Activity:
From the first line to the last, return the data exactly as written.

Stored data
-=-=-=-=-
PR #1176, opened 2023-01-13
requirements: upgrade PySide6 to 6.4.2 (bug 1810219)

zzzeid:
- update packages
- add some fixes needed for new version

After upgrading to PySide6 6.4.2, some instance attributes triggered
AttributeError in some of the modules (e.g., in skip_chooser.py,
and log_report.py). Those  attributes are actually class attributes
that map to various enums elsewhere, and the way they can be accessed
has changed in the latest version.


gui/mozregui/skip_chooser.py
```diff
@@ -17,9 +17,9 @@ def __init__(self, future_build_info, x=0, y=0, selectable=True):
         QGraphicsRectItem.__init__(self, x, y, self.WIDTH, self.WIDTH)
         self.future_build_info = future_build_info
         if selectable:
-            self.setFlags(self.ItemIsSelectable | self.ItemIsFocusable)
+            self.setFlags(BuildItem.ItemIsSelectable | BuildItem.ItemIsFocusable)
```
jmaher, line 20: I don't understand where `self` -> `BuildItem`, could you explain briefly?

gui/mozregui/skip_chooser.py
```diff
@@ -117,7 +117,7 @@ def build_index(self, item):
         return self.scene.build_range.future_build_infos.index(item.future_build_info)
 
     def choose_next_build(self):
-        if self.exec() == self.Accepted:
+        if self.exec() == SkipDialog.Accepted:
```
jmaher, line 120: similar here, why is `self` -> `SkipDialog` ?

gui/mozregui/skip_chooser.py
zzzeid: So in the upgraded version of PySide6, these are class attributes and are not accessible on their respective instances. Here's an example of what happens:

```
  File "/home/runner/work/mozregression/mozregression/gui/mozregui/log_report.py", line 60, in on_log_received
    cursor_to_add.movePosition(cursor_to_add.End)
AttributeError: 'PySide6.QtGui.QTextCursor' object has no attribute 'End'
```

I couldn't find anything documented for this, however these attributes are actually proxies to other class attributes (e.g., `MoveOperation.End` or `GraphicsItemFlag.ItemIsFocusable`, etc...) and do not require the instance itself.

jmaher: thanks, I wanted to make sure this was intentional, even if it was hacking around to get to this point

jmaher (approved):
lgtm

gui/mozregui/skip_chooser.py
zzzeid: In this case, this maps to: `DialogCode.Accepted` (same story as `MoveOperation` or `GraphicsItemFlag`). These are just enums.

cgsheeh (changes requested):
Please add the reasoning behind the code changes to the commit message.

zzzeid:
FYI I found [this](https://www.qt.io/blog/qt-for-python-release-6.4-is-finally-here) (under "The new Enum system") which may be very relevant to these changes.

zzzeid:
> Please add the reasoning behind the code changes to the commit message.

Done.

cgsheeh (approved):

PR #1182, opened 2023-01-19
requirements: update minimum glean-sdk version (bug 1810534)

zzzeid:
glean-sdk 52.0.1 has a universal2 wheel which we can install in the virtual environment in order to build a universal2 bundle for mozregression-gui.

See https://github.com/pypa/pip/issues/11573 for more information on why the package has to be pinned in this way in the macOS requirements.


jmaher (approved):
thanks;  bummer about the osx hack.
-=-=-=-=-
Answer box:
PR #1176, opened 2023-01-13
requirements: upgrade PySide6 to 6.4.2 (bug 1810219)

zzzeid:
- update packages
- add some fixes needed for new version

After upgrading to PySide6 6.4.2, some instance attributes triggered
AttributeError in some of the modules (e.g., in skip_chooser.py,
and log_report.py). Those  attributes are actually class attributes
that map to various enums elsewhere, and the way they can be accessed
has changed in the latest version.


gui/mozregui/skip_chooser.py
```diff
@@ -17,9 +17,9 @@ def __init__(self, future_build_info, x=0, y=0, selectable=True):
         QGraphicsRectItem.__init__(self, x, y, self.WIDTH, self.WIDTH)
         self.future_build_info = future_build_info
         if selectable:
-            self.setFlags(self.ItemIsSelectable | self.ItemIsFocusable)
+            self.setFlags(BuildItem.ItemIsSelectable | BuildItem.ItemIsFocusable)
```
jmaher, line 20: I don't understand where `self` -> `BuildItem`, could you explain briefly?

gui/mozregui/skip_chooser.py
```diff
@@ -117,7 +117,7 @@ def build_index(self, item):
         return self.scene.build_range.future_build_infos.index(item.future_build_info)
 
     def choose_next_build(self):
-        if self.exec() == self.Accepted:
+        if self.exec() == SkipDialog.Accepted:
```
jmaher, line 120: similar here, why is `self` -> `SkipDialog` ?

gui/mozregui/skip_chooser.py
zzzeid: So in the upgraded version of PySide6, these are class attributes and are not accessible on their respective instances. Here's an example of what happens:

```
  File "/home/runner/work/mozregression/mozregression/gui/mozregui/log_report.py", line 60, in on_log_received
    cursor_to_add.movePosition(cursor_to_add.End)
AttributeError: 'PySide6.QtGui.QTextCursor' object has no attribute 'End'
```

I couldn't find anything documented for this, however these attributes are actually proxies to other class attributes (e.g., `MoveOperation.End` or `GraphicsItemFlag.ItemIsFocusable`, etc...) and do not require the instance itself.

jmaher: thanks, I wanted to make sure this was intentional, even if it was hacking around to get to this point

jmaher (approved):
lgtm

gui/mozregui/skip_chooser.py
zzzeid: In this case, this maps to: `DialogCode.Accepted` (same story as `MoveOperation` or `GraphicsItemFlag`). These are just enums.

cgsheeh (changes requested):
Please add the reasoning behind the code changes to the commit message.

zzzeid:
FYI I found [this](https://www.qt.io/blog/qt-for-python-release-6.4-is-finally-here) (under "The new Enum system") which may be very relevant to these changes.

zzzeid:
> Please add the reasoning behind the code changes to the commit message.

Done.

cgsheeh (approved):

PR #1182, opened 2023-01-19
requirements: update minimum glean-sdk version (bug 1810534)

zzzeid:
glean-sdk 52.0.1 has a universal2 wheel which we can install in the virtual environment in order to build a universal2 bundle for mozregression-gui.

See https://github.com/pypa/pip/issues/11573 for more information on why the package has to be pinned in this way in the macOS requirements.


jmaher (approved):
thanks;  bummer about the osx hack.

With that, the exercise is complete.